Enhancing State Advocacy Efforts, A Win-Win for the ALS Community


In the wise words of Louis D. Brandeis, Associate Justice of the Supreme Court of the United States, “States are the laboratories of democracy,” and enhancing our advocacy efforts on the state and local level is key to empowering people living with ALS and their families to fight for better public policies in their community.

The ALS Association established a nationwide state policy and advocacy department committed to making that happen. Since January 1, the Association has taken a position on 215 bills in state legislatures across the country. Each bill falls under one of the Association’s public policy priorities, which are aligned at the federal and state level.

“We are focused on educating and mobilizing the more than 7,000 state legislators holding office today, in addition to state regulators and governors’ offices. Our goal is to drive change centered on the needs of people living with ALS and their loved ones wherever they live,” said Kara Nett Hinkley, vice president of state policy at The ALS Association.

One such bill is the Genetic Testing Protection Act 2023, bipartisan legislation that would prohibit companies that provide life insurance and disability insurance from using the results of genetic testing to deny coverage or engage in pricing discrimination. Association leaders joined ALS advocates recently, testifying in front of the Maryland General Assembly showing support for its passage.

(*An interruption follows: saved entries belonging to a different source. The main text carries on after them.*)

PR #1719, opened 2019-11-08
Support multiple resources

justinlittman:


justinlittman:
image

astridu:
I prefer tabs, but if that's challenging, pills are ok too.

justinlittman:
Switched to tabs and `state.selectorReducer.entities`.

jcoyne:
Just one test needs a fixup.

PR #1738, opened 2019-11-13
Refactors InputLookupSinopia and InputLookupQA

### LINKED ISSUE #1153: allow profile to limit inputLookupSInopia to Works or to Instances
ORIGINAL TICKET: Initially we want to support selected typeaheads that add three types of searches, BIBFRAME Works, Instances, and Items. Once [30](ttps://github.com/LD4P/sinopia_indexing_pipeline/issues/30) is fixed, we can support this functionality a couple of different ways:
-  Create specific Sinopia URNs for each of three classes (ie.e BIBFRAME Work urn:ld4p:sinopia:work)
- Use the same `urn:ld4p:sinopia` urn but add a subauthority value for the specific RDF class.

Pros and cons to both approaches.

Blocked by https://github.com/LD4P/sinopia_indexing_pipeline/issues/30

CHALLENGE:
Not all Works will be bf:Work, see notes below. It's also possible that some resources will have type that's a subclass of bf:Work. Would need to take those two possibilities into account.

justinlittman:
Refactors InputLookupSinopia and InputLookupQA to use common component. Adds limiting InputLookupSinopia searches by type.

closes #1153


justinlittman:
image

src/components/editor/property/InputLookupQA.jsx
```diff
@@ -85,107 +32,14 @@ const InputLookupQA = (props) => {
...
-                      onSearch={search}
-                      renderToken={(option, props, idx) => renderTokenFunc(option, props, idx)}
-                      {...typeaheadProps}
-                      filterBy={() => true}
-      />
-      {error && <span className="text-danger">{error}</span>}
-    </div>
-  )
-}
+    <React.Fragment>
```
jcoyne: why do we need the `Fragment` here?

src/components/editor/property/InputLookupSinopia.jsx
```diff
@@ -1,123 +1,47 @@
...
-                      placeholder={props.propertyTemplate.propertyLabel}
-                      minLength={1}
-                      filterBy={() => true }
-                      allowNew={() => true }
-                      id="sinopia-lookup" />
-
-      <span className="text-muted">Use a * to wildcard your search.</span>
-      {error && <span className="text-danger">{error}</span>}
-    </div>
+    <React.Fragment>
```
jcoyne: Do we need Fragment here?

src/components/editor/property/InputLookupQA.jsx
justinlittman: No. Removed.

src/components/editor/property/InputLookupSinopia.jsx
justinlittman: No. Removed.

Issue #1730, opened 2019-11-11
Errors in one template are stopping me from opening others


sfolsom:
**Describe the bug**
What went wrong? What did you expect to happen?

Errors in one template are stopping me from opening others

- What is the impact on your work?

I have to close out and start over before opening a different Template.

- What environment are you in? (stage or production)

Stage

- What OS and browser are you using? (Mac/Windows; Safari, Firefox, etc.)

Mac/Chrome

- If you're cataloging, what Resource Template were you using (name or ID)

sinopia:resourceTemplate:bf2:Identifiers:LCCN from within CornellSinatra45:Instance.

**Please include a screenshot**
(Mac: shift-command-4; Windows: ; then drag the image file into the issue)

![Screen Shot 2019-11-11 at 10 25 00 AM](https://user-images.githubusercontent.com/8257258/68602996-7511b180-0475-11ea-8336-efb4ed2d9916.png)

justinlittman:
@sfolsom Can you please provide exact steps to reproduce? I'm must be missing something.

justinlittman:
In stage, :
1. Open CornellSinatra45:Work.
2. Add "Has Bibframe instance".
3. Within that, click Add Identifiers.
An error occurs.
4. Now go back to Resource Templates tab.
5. Try to open an resource template (that should open).

Expected result:
Resource template opens.

Actual result:
Same error as above.

justinlittman:
So I'm going to declare this a "fingers crossed", meaning that I think the problem is already fixed in current code. We can re-test after next release.

I also fixed some related defects that testing this revealed.

michelleif:
seems fixed on DEV. will keep this open until original reporter can verify on stage

justinlittman:
@sfolsom Can you verify if this is fixed?

sfolsom:
I fixed the error in the profile that was was causing other profiles not to open, so it was hard to recreate the problem. I did find another error in the same set of profiles that doesn't cause other profiles open, so maybe it's fixed. Off to fix the other errors in my profiles...

justinlittman:
Feel free to re-open if necessary.

PR #1743, opened 2019-11-14
Renders resource even when error. Fix search related reducers so that…

justinlittman:
… trigger renders due to state change.

refs #1730

### DIFF
--- a/__tests__/components/editor/ResourceTemplate.test.js
+++ b/__tests__/components/editor/ResourceTemplate.test.js
@@ -13,7 +13,8 @@ describe('<ResourceTemplate />', () => {
   const wrapper = shallow(<ResourceTemplate.WrappedComponent resourceTemplateId="resourceTemplate:bf2:Note"
                                                              resourceTemplate={resourceTemplate}
                                                              retrieveResourceTemplate={jest.fn()}
-                                                             unusedRDF="foo" />)
+                                                             unusedRDF="foo"
+                                                             errors={['Oooops']} />)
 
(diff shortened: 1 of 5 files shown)


justinlittman:
This addresses 2 problems related to #1730:
* After creating a resource from a resource template and returning to the resource template page, resource template search wasn't working.
* User request to not "lose" an entire resource when there was an error from a nested resource template.

justinlittman:
Also, fixed an html id that was set on a table that could have multiple instances (so the id was not unique).

__tests__/components/editor/ResourceTemplate.test.js
```diff
@@ -37,7 +38,17 @@ describe('<ResourceTemplate />', () => {
...
   it('displays Alert', () => {
+    expect(wrapper.find(Alerts).length).toEqual(1)
+  })
+
+  describe('When there is an error and no resource template', () => {
     const alertWrapper = shallow(<ResourceTemplate.WrappedComponent errors={['Oooops']} />)
-    expect(alertWrapper.find(Alerts).length).toEqual(1)
+    it('displays Alert', () => {
+      expect(alertWrapper.find(Alerts).length).toEqual(1)
+    })
```
mjgiarlo: This looks like the same stuff on lines 17 + 40-42. Intended to test it in two places, or cruft?

justinlittman: Different tests. In the first case, there is a resource template; in the second there is not. The code handles differently.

I just felt like it was important if I could put a face on the disease. My other two sisters that are gone worked really hard at fighting the disease, and I felt like this might be something that I could do that would help other people.”
Teri Knowles

John and Teri Knowles joined the team in Maryland, as they know first-hand just how important this legislation is for the ALS community. John’s wife Teri is living with familial ALS, the disease that has taken two of her sisters, including her identical twin.

“We hope that the passage of this bill will make it so that people can't be held accountable for a genetic defect, because one of the other things that we've learned is just because you have genetic defect doesn't mean that you're actually going to get ALS,” said John. “Several of the Teri's sisters have tested, two of her sisters have died from ALS, but several of them have tested and not all of them have the defect….even the ones that do have haven't shown any symptoms. So we are here to try to help others.”

With several states considering similar legislation, the passage of this bill could be precedent setting for the ALS community nationwide. “We hope that Maryland can lead the way,” John added. “And show that this is the right thing to do for the citizens of not only the state of Maryland, honestly, for everyone in this country.”

This coordinated approach provides another opportunity for the Association to make ALS livable for everyone, everywhere, until a cure is found. “ALS doesn’t have a political party, which is why we advance policy in a nonpartisan manner,” Hinkley said. And while this is just one example of what’s currently taking place in Maryland, we know state policymakers across the country have the power to change the future of ALS by taking action on behalf of the community.

To learn more about how you can get involved and become an ALS advocate today, visit our website here.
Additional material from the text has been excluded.